Elon Musk, l’homme le plus riche du monde avec une fortune estimée à 461 milliards de dollars, vient de se voir accorder un package salarial colossal de 1 billion de dollars (dans le système numérique américain, “trillion”) sur une période de dix ans, le plaçant sur la voie pour devenir le premier milliardaire au monde.
En commentant l’ampleur de cette rémunération, approuvée jeudi, le groupe de défense des consommateurs Public Citizen a déclaré : « Un billion de dollars est inconcevable. Un million de secondes équivaut à environ 11 jours. Un milliard de secondes représente environ trois décennies.
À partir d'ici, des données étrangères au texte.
Issue #65, opened 2022-03-25
EDS is not modified in-place


adlerjohn:
Comment on repair says that EDS is modified in-place, but it's not. Fix comment.

PR #66, opened 2022-03-25
Return repaired eds in case of errors : ErrUnrepairableDataSquare,ErrByzantineRow, ErrByzantineCol

vgonkivs:
Related to #65 

As EDS is not modified in place, then we need to return it in case of errors.

### DIFF
--- a/extendeddatacrossword.go
+++ b/extendeddatacrossword.go
@@ -15,6 +15,9 @@ const (
 // ErrUnrepairableDataSquare is thrown when there is insufficient chunks to repair the square.
 var ErrUnrepairableDataSquare = errors.New("failed to solve data square")
 
+// ErrNoChunksAvailable is thrown when dataSquare is empty
+var ErrNoChunksAvailable = errors.New("no chunks available")
+
 // ErrByzantineRow is thrown when a repaired row does not match the expected row Merkle root.
 type ErrByzantineRow struct {
 	RowNumber uint     // Row index
@@ -77,7 +80,7 @@ func RepairExtendedDataSquare(
 	}
 
 	if chunkSize == 0 {
-		return nil, ErrUnrepairableDataSquare
+		return nil, ErrNoChunksAvailable
 	}
 
 	fillerChunk := bytes.Repeat([]byte{0}, chunkSize)
--- a/extendeddatacrossword.go
+++ b/extendeddatacrossword.go
@@ -25,6 +25,13 @@ func (e *ErrByzantineRow) Error() string {
 	return fmt.Sprintf("byzantine row: %d", e.RowNumber)
 }
 
+// checks if error equal to ErrByzantineRow/ErrByzantineCol
+func isByzantineError(err error) bool {
+	var errRow *ErrByzantineRow
+	var errCol *ErrByzantineCol
+	return errors.As(err, &errRow) || errors.As(err, &errCol)
+}
+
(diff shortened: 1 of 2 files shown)


extendeddatacrossword_test.go
```diff
@@ -56,10 +56,15 @@ func TestRepairExtendedDataSquare(t *testing.T) {
 		flattened[4], flattened[5], flattened[6], flattened[7] = nil, nil, nil, nil
 		flattened[8], flattened[9], flattened[10] = nil, nil, nil
 		flattened[12], flattened[13], flattened[14] = nil, nil, nil
-		_, err = RepairExtendedDataSquare(original.getRowRoots(), original.getColRoots(), flattened, codec, NewDefaultTree)
+
+		var extHeader *ExtendedDataSquare
+		extHeader, err = RepairExtendedDataSquare(original.getRowRoots(), original.getColRoots(), flattened, codec, NewDefaultTree)
```
liamsi, line 61: nit: this is not really a header, right? maybe just call the var repairedEDS, or, simply eds?

liamsi (approved):
Changes look good. One nit in the test-code.

extendeddatacrossword_test.go
vgonkivs: Renamed to `eds`

Wondertan (approved):
👍🏻

liamsi (approved):
👏🏼

extendeddatacrossword.go
```diff
@@ -88,15 +95,13 @@ func RepairExtendedDataSquare(
...
 		return nil, err
 	}
 
-	err = eds.solveCrossword(rowRoots, colRoots, bitMat, codec)
-	if err != nil {
-		return nil, err
-	}
-
-	return eds, err
+	return eds, eds.solveCrossword(rowRoots, colRoots, bitMat, codec)
```
adlerjohn, line 104: Can you add a test to show that the `eds` returned is actually the correct one here (i.e. the one _after_ `solveCrossword`)?

vgonkivs: done

extendeddatacrossword_test.go
```diff
@@ -121,23 +133,68 @@ func TestRepairExtendedDataSquare(t *testing.T) {
...
+		if err != nil {
+			t.Errorf("did not return a repaired EDS")
+		}
+		_ = edsNew.solveCrossword(corrupted.getRowRoots(), corrupted.getColRoots(), bitMat, codec)
+
+		if !reflect.DeepEqual(edsNew.ColRoots(), eds.ColRoots()) {
+			t.Fatal("col roots of EDSes do not match: eds after solving: ", edsNew.ColRoots(), ",eds after repairing: ", eds.ColRoots())
+		}
+		if !reflect.DeepEqual(edsNew.RowRoots(), eds.RowRoots()) {
+			t.Fatal("col roots of EDSes do not match: eds after solving: ", edsNew.RowRoots(), ", eds after repairing: ", eds.RowRoots())
```
adlerjohn, line 196:
```suggestion
			t.Fatal("row roots of EDSes do not match: eds after solving: ", edsNew.RowRoots(), ", eds after repairing: ", eds.RowRoots())
```

liamsi (approved):

adlerjohn (approved):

Un billion… 30 000 ans. Si Musk travaille 40 heures par semaine, avec deux semaines de vacances, cela représente environ 200 000 heures en 10 ans, soit 50 millions de dollars par heure. »
Ce montant faramineux a été attribué dans la même semaine où le gouvernement de Trump a annoncé des projets de réduction des aides alimentaires, menaçant ainsi des millions de familles américaines de la faim.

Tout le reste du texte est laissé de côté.